Here's a table documenting the structure of the Subtree type:
| Field | Type | Description |
|---|---|---|
| Height | int | The height of the Merkle tree (number of levels). Calculated as ceil(log2(number of nodes)). For 1,048,576 nodes, height = 20. |
| Fees | uint64 | Total fees associated with the transactions in the subtree. |
| SizeInBytes | uint64 | The size of the subtree in bytes. |
| FeeHash | chainhash.Hash | Hash representing the combined fees of the subtree. Note: This field is currently unused. |
| Nodes | []SubtreeNode | An array of SubtreeNode objects, representing individual "nodes" within the subtree. |
| ConflictingNodes | []chainhash.Hash | List of transaction hashes that have UTXO conflicts (double-spend attempts). These transactions are flagged during validation and require special handling during block assembly to ensure only one conflicting transaction is included. |
Here, a SubtreeNode is a data structure representing a transaction hash, a fee, and the size in bytes of said TX.
Subtree Storage and Transfer
Storage Format (48 MB per subtree)
Each subtree file stored in the subtree-store buckets contains full node data. The structure consists of:
- root hash: 32 bytes
- fees: 8 bytes (uint64)
- sizeInBytes: 8 bytes (uint64)
- numberOfNodes: 8 bytes (uint64)
- nodes: 48 bytes per node (hash:32 + fee:8 + size:8)

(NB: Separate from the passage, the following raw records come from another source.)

PR #669, opened 2026-08-24
Perf: the boot config ships references, not copies (boot document −12.8%)

AllTerrainDeveloper:
## What

Part 2 of the boot-payload diet (part 1 was #668). Three cuts, each removing data the boot page already delivers another way:

1. **Native-window templates** — every registered window's template is server-printed as a real `<template>` tag (`admin_footer` @ 20, before footer scripts; `ensureTemplate()` adopts it by id), so the payload's `templateHtml` copy was ~27 KB of the same markup twice. The boot config now ships it empty. **Bridge and probe payloads keep theirs** — they're the mid-session activation path, where no template was printed.
2. **The menu-command list ships once** — Core's captured `initializeCommandPalette` inline embedded ~20 KB of `menu_commands` that the boot page already carries as `window.__openStationMenuCommands` (the shell harvester's lookup, and the richer copy: its URL derivation routes legacy file-path slugs through `menu_page_url()` where Core's regex takes them literally). The palette manifest strips the embedded copy and synthesizes the same call against the global — which prints at boot, while the manifest replay waits for the first ⌘K.
3. **The theme library slims at boot** — `serverDesktopThemes` shipped each theme's compiled `cssText` **and** its token map (~40 KB for Legacy alone) when nothing reads either at boot: the *active* theme's stylesheet is server-enqueued (and `bootAlreadyApplied()` detects the stamp), and an inactive theme's CSS matters only at the moment it's picked. Boot entries now carry `cssDeferred: true`; that moment fetches full entries from the new **`GET desktop-mode/v1/desktop-themes`** — same builder, same `openstation_desktop_themes` filter, so deliberately *not* a second source of truth — via `ensureFullDesktopThemes()`, wired into the apply path: the chrome flips instantly, the stylesheet lands when the fetch does, and a stale pick discards the late arrival. Read gate is the shell's own (the payload shipped identical data to every desktop user); bridge/probe payloads stay full.

## Measured — `bin/boot-cost.mjs`, same instance, same configuration

| | before (trunk) | after (this PR) | delta |
|---|---|---|---|
| Boot document | 616.0 KB | 537.1 KB | **−78.8 KB · −12.8%** |
| Document gzipped (wire) | 124.0 KB | 112.7 KB | **−11.3 KB · −9.1%** |
| …of which inline JS | 431.8 KB | 335.0 KB | **−96.8 KB · −22.4%** |
| Asset requests | 190 | 190 | 0 |
| Asset bytes (raw / gz) | 16.00 MB / 3.29 MB | 16.01 MB / 3.29 MB | ±0.01% |

Cumulative across the diet series (#668 + this): the boot document is down **692 KB → 537 KB (−22.4%)**, with no behavioral surface removed — every byte still arrives, once, on the path that actually needs it.

Live verification on a running store: `templateHtml` empty in the boot blob while the `<template>` tags and the bridge payload keep the markup; `"menu_commands":[` absent from the manifest with the synthesized init present; the Legacy entry slim at boot (`cssDeferred: true`, tokens gone) while `GET /desktop-themes` serves the full entry (18.2 KB `cssText`, 465 tokens).

## Correctness notes

- Theme boot is untouched: the active theme's CSS arrives exactly as before (server-enqueued), and `bootAlreadyApplied()` short-circuits the client path — the deferral only engages on a mid-session pick.
- The apply path re-checks the active id when the fetch lands, so picking something else mid-flight never injects a stale stylesheet (pinned by test).
- One doctrine reversal, done on purpose: `desktopThemesRest.php` pinned "there is deliberately no GET route — the library rides the payload". The library still rides the payload for *metadata*; the route exists precisely so the payload doesn't have to carry compiled CSS for themes nobody is wearing. The test now pins the route serving the library, and the route header documents why it isn't a second source of truth.
- `DesktopThemeEntry` gains `cssDeferred` (documented); `cssText`/`tokens` are unchanged in shape and still full on bridge payloads, upload responses, and the GET route.

## Tests & docs

- New `bootPayloadDiet.php` (4): boot blob slim for templates and themes, printer + bridge payload keep full copies, the GET route serves full entries and refuses users without the shell.
- `commandPaletteAssets.php` (+1): the menu list appears once — synthesized init reads the global, embedded copy stripped.
- `desktop-themes.test.ts` (+3): `cssDeferred` normalization, deferred-apply flow (instant chrome, CSS on fetch), stale-pick guard.
- Suites: 2406 PHPUnit / 4872 vitest green, typecheck, eslint, `phpcs -n`, build.
- Docs: `architecture.md` (the ships-references model), `desktop-themes.md` (delivery + the route), `javascript-reference.md` (`cssDeferred` row).
- Manual regression on :8889: boot in Legacy identical, System-default ↔ Legacy switching with the on-demand fetch, window opens + a plugin activate/deactivate cycle, ⌘K baseline commands navigating correctly.

<a href="https://playground.wordpress.net?blueprint-url=data:application/json,%7B%22%24schema%22%3A%22https%3A%2F%2Fplayground.wordpress.net%2Fblueprint-schema.json%22%2C%22landingPage%22%3A%22%2Fopenstation%2F%22%2C%22preferredVersions%22%3A%7B%22php%22%3A%228.3%22%2C%22wp%22%3A%22latest%22%7D%2C%22features%22%3A%7B%22networking%22%3Atrue%7D%2C%22siteOptions%22%3A%7B%22blogname%22%3A%22OpenStation%22%7D%2C%22steps%22%3A%5B%7B%22step%22%3A%22login%22%2C%22username%22%3A%22admin%22%2C%22password%22%3A%22password%22%7D%2C%7B%22step%22%3A%22installPlugin%22%2C%22pluginData%22%3A%7B%22resource%22%3A%22url%22%2C%22url%22%3A%22https%3A%2F%2Fgithub.com%2FWordPress%2Fopenstation%2Freleases%2Fdownload%2Fci-artifacts%2Fpr-669-dc4e09f4dbc96f4433973bf935fa1c8eae552fc1.zip%22%7D%2C%22options%22%3A%7B%22activate%22%3Atrue%7D%7D%5D%7D" target="_blank" rel="noopener noreferrer">
</a>


AllTerrainDeveloper:
@claude can you review?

- numberOfConflictingNodes: 8 bytes (uint64)
- conflictingNodes: 32 bytes per conflicting node
Size Calculation:
Fixed header: 32 + 8 + 8 + 8 + 8 = 64 bytes
Per transaction node: 48 bytes (hash:32 + fee:8 + size:8)
For 1,048,576 transactions:
Header: 64 bytes
Nodes: 1,048,576 × 48 = 50,331,648 bytes
Total: ≈ 48 MB
Network Transfer Format (32 MB per subtree)

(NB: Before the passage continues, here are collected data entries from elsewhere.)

PR #674, opened 2026-08-25
Fix: Tile icons in the wallpaper can't display correctly some characters  

### LINKED ISSUE #663: Tile icons in the wallpaper can't display correctly some characters
Image

hbhalodia:
Fixes #663

### Problem

Tile labels show HTML entities instead of characters — `Alder &#038; Oak` rather than `Alder & Oak`.

### Cause

`get_the_title()` runs through `wptexturize()`, which encodes exactly the characters titles are full of: `&` → `&#038;`, apostrophes → `&#8217;`, quotes → `&#8220;`, ellipses → `&#8230;`. The file types stripped tags from that string but never decoded it, and `<os-tile>` paints the label with `textContent`, which renders an entity as itself.

### Fix

`openstation_plain_text_title()` decodes entities and strips tags, applied once in `OpenStation_File::serialize()` rather than in each `title()`. Every built-in file type is covered, along with any plugin's own, and the serialized `title` becomes a single contract: plain text. The recycle-bin row builder gets the same treatment.

Decoding runs **before** the tag strip, never after — `&lt;script&gt;` decodes into a real tag, and stripping second is what removes it.

## Screenshots or screencast 

|Before|After|
|-|-|
| Screenshot 2026-08-25 at 2 32 22 PM | Screenshot 2026-08-25 at 2 31 10 PM |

When nodes request subtrees during catchup operations via the /subtree/{hash} endpoint, only transaction hashes are transferred to minimize bandwidth usage:
- Transaction hash only: 32 bytes per node
Transfer Size Calculation:
For 1,048,576 transactions:
1,048,576 × 32 bytes = 33,554,432 bytes = 32 MB exactly
This optimization reduces network transfer by 33% compared to sending full node data. The receiving node reconstructs the full subtree structure by setting fees and sizes to zero initially, which are later populated during validation.
Efficiency
Subtrees are created and broadcast when they reach their configured size (default: 1,048,576 transactions via the InitialMerkleItemsPerSubtree setting in settings/settings.go). The size dynamically adjusts based on transaction volume and utilization patterns. At a baseline throughput of 1 million transactions per second, this results in approximately one subtree per second, though actual timing varies with network load.

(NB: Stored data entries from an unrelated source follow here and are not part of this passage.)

PR #84, opened 2026-04-30
chore: update Node.js to v.24

### LINKED ISSUE #619: [FE] Update NodeJS to latest LTS version (24.x)
Since NodeJS 20 is at the EOL , we need to update NodeJS version to the latest LTS (24.x) and update other dependencies accordingly (e.g. npm to v. 11.x etc.)
Start with the most potentially problematic repositories (apispec-view, ui) to identify potential problems but the full scope is all APIHUB FE components.
For building some components (e.g. apispec-view )we use  https://github.com/netcracker/qubership-apihub-nodejs-dev-image . It should also be updated with the latest LTS versions.

makeev-pavel:
### Node.js 24 Migration                                                                                                                                                                                                                                                                                              
                                                                                                                                                                                                                                                                                                                    
  **Summary**                                 
                                                                                                                                                                                                                                                                                                                    
  - Upgrade Node.js runtime from 20 to 24                                                                                                                                                                                                                                                                           
  - Switch CI workflow (frontend-ci) to feature/nodejs24 branch of qubership-apihub-ci
  - Switch internal dependencies (api-diff, api-unifier, graphapi, json-crawl, npm-gitflow) to feature-nodejs24 dist-tag                                                                                                                                                                                            
  - Update @types/node from ^18 to ^24                         
  - Update engines.node from >=18.0.0 to >=24.0.0
  - Bump TypeScript target from es2021 to es2022 — required because the codebase uses Array.prototype.at() (an ES2022 feature) in async.utils.ts and rest.bwc.validation.ts; with updated dependencies TypeScript now correctly enforces the target library check
  (https://github.com/microsoft/TypeScript/wiki/Node-Target-Mapping)

  **Test plan**

  - CI frontend-ci workflow passes (build + unit tests)

### DIFF
--- a/tsconfig.json
+++ b/tsconfig.json
@@ -4,7 +4,7 @@
     "resolveJsonModule": true,
     /* Basic Options */
     // "incremental": true,                   /* Enable incremental compilation */
-    "target": "es2021",
+    "target": "es2022",
     /* Specify ECMAScript target version: 'ES3' (default), 'ES5', 'ES2015', 'ES2016', 'ES2017', 'ES2018', 'ES2019', 'ES2020', or 'ESNEXT'. */
     "module": "commonjs",
     /* Specify module code generation: 'none', 'commonjs', 'amd', 'system', 'umd', 'es2015', 'es2020', or 'ESNext'. */
--- a/.github/workflows/automatic-pr-labeler.yaml
+++ b/.github/workflows/automatic-pr-labeler.yaml
@@ -10,9 +10,9 @@ name: Automatic PR Labeler
 
 on:
   pull_request:
-    branches: [develop]
+    branches: [ develop ]
     types:
-      [opened, reopened, synchronize]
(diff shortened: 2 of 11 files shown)


tsconfig.json
```diff
@@ -4,7 +4,7 @@
     "resolveJsonModule": true,
     /* Basic Options */
     // "incremental": true,                   /* Enable incremental compilation */
-    "target": "es2021",
+    "target": "es2022",
```
makeev-pavel, line 7: With the dependency update for Node 24, TypeScript now correctly reports https://github.com/microsoft/TypeScript/wiki/Node-Target-Mapping: Property 'at' does not exist on type 'string[]'. Do you need to change your target library? Try changing the 'lib' compiler
  option to 'es2022' or later.

  Bumping target to es2022 is safe — Node.js 20+ (and 24) fully supports ES2022.

b41ex (approved):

This approach makes data propagation more continuous rather than batched every 10 minutes. Although blocks are still created every 10 minutes, subtrees are created and broadcast as soon as they are full.
-
Creating subtrees at this high frequency allows receiving nodes to validate batches quickly and continuously, essentially "pre-approving" them for inclusion in a block.
-
This contrasts with the BTC design, where a new block and its transactions are broadcast approximately every 10 minutes after being confirmed by miners.
Lightweight
Subtrees only include transaction IDs, not full transaction data, since all nodes already possess the transactions, reducing the size of the propagated data.
-
All network nodes are assumed to already have the full transaction data (which they receive and store as transactions are created and spread through the network). Therefore, it's unnecessary to rebroadcast full details with each subtree.
-
Subtrees allow nodes to confirm they have all relevant transactions and update their state accordingly without having to process large amounts of data repeatedly.